**Your goal**
Read the listing below and copy out each line where the word "within" occurs.

**Records for this task**
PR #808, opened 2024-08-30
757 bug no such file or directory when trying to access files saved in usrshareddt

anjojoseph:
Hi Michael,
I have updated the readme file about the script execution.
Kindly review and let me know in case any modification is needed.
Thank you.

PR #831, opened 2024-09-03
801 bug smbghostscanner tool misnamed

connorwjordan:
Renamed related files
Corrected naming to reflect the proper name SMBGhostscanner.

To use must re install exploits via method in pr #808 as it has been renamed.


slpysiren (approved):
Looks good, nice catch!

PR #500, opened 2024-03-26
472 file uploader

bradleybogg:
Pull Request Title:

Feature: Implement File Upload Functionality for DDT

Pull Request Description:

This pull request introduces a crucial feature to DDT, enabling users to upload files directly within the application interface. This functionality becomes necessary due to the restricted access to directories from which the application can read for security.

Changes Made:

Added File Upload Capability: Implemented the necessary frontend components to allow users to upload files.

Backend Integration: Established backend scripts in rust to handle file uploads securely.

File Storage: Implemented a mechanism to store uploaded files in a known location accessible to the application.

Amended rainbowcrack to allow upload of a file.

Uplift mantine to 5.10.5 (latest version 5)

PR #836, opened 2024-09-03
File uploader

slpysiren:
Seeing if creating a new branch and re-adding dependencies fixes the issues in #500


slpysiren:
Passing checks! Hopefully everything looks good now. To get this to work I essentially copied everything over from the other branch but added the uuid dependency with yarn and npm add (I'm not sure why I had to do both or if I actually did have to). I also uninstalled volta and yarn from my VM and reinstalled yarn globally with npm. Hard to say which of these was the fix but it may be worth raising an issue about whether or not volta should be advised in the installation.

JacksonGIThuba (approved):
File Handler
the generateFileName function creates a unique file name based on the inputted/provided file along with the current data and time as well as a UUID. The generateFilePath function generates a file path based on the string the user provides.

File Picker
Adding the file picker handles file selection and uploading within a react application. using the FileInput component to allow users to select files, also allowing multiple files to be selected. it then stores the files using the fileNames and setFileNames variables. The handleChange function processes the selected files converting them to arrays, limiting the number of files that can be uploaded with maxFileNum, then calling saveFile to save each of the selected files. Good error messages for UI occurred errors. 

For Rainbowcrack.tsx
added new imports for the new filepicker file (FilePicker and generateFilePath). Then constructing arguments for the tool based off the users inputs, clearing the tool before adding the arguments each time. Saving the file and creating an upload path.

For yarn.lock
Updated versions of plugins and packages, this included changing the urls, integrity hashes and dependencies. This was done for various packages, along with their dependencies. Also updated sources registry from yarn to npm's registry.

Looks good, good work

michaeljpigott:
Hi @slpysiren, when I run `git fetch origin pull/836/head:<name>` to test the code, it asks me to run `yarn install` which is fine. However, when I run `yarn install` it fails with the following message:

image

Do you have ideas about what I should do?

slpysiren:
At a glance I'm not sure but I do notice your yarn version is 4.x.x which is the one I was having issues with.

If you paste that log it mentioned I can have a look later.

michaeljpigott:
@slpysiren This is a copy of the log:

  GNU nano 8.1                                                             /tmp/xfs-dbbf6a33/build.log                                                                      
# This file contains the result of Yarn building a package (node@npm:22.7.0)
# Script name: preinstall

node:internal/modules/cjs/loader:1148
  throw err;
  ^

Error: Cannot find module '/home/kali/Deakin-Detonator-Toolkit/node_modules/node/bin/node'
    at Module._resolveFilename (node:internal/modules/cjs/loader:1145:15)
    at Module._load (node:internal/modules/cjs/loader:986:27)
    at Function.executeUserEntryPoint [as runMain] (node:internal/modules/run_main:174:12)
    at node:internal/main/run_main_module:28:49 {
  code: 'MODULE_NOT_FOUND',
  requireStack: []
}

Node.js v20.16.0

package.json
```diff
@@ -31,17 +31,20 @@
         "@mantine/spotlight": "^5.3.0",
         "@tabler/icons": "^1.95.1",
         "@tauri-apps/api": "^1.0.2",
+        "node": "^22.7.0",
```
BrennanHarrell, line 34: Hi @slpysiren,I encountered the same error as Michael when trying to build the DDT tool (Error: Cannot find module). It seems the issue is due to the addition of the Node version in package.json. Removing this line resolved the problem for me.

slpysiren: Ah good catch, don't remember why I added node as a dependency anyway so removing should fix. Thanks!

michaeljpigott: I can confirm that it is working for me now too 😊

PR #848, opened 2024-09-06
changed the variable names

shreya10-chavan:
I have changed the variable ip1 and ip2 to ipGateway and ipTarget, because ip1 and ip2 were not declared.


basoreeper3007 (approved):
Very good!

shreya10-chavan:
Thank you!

**Exercise output**
This pull request introduces a crucial feature to DDT, enabling users to upload files directly within the application interface. This functionality becomes necessary due to the restricted access to directories from which the application can read for security.
Adding the file picker handles file selection and uploading within a react application. using the FileInput component to allow users to select files, also allowing multiple files to be selected. it then stores the files using the fileNames and setFileNames variables. The handleChange function processes the selected files converting them to arrays, limiting the number of files that can be uploaded with maxFileNum, then calling saveFile to save each of the selected files. Good error messages for UI occurred errors. 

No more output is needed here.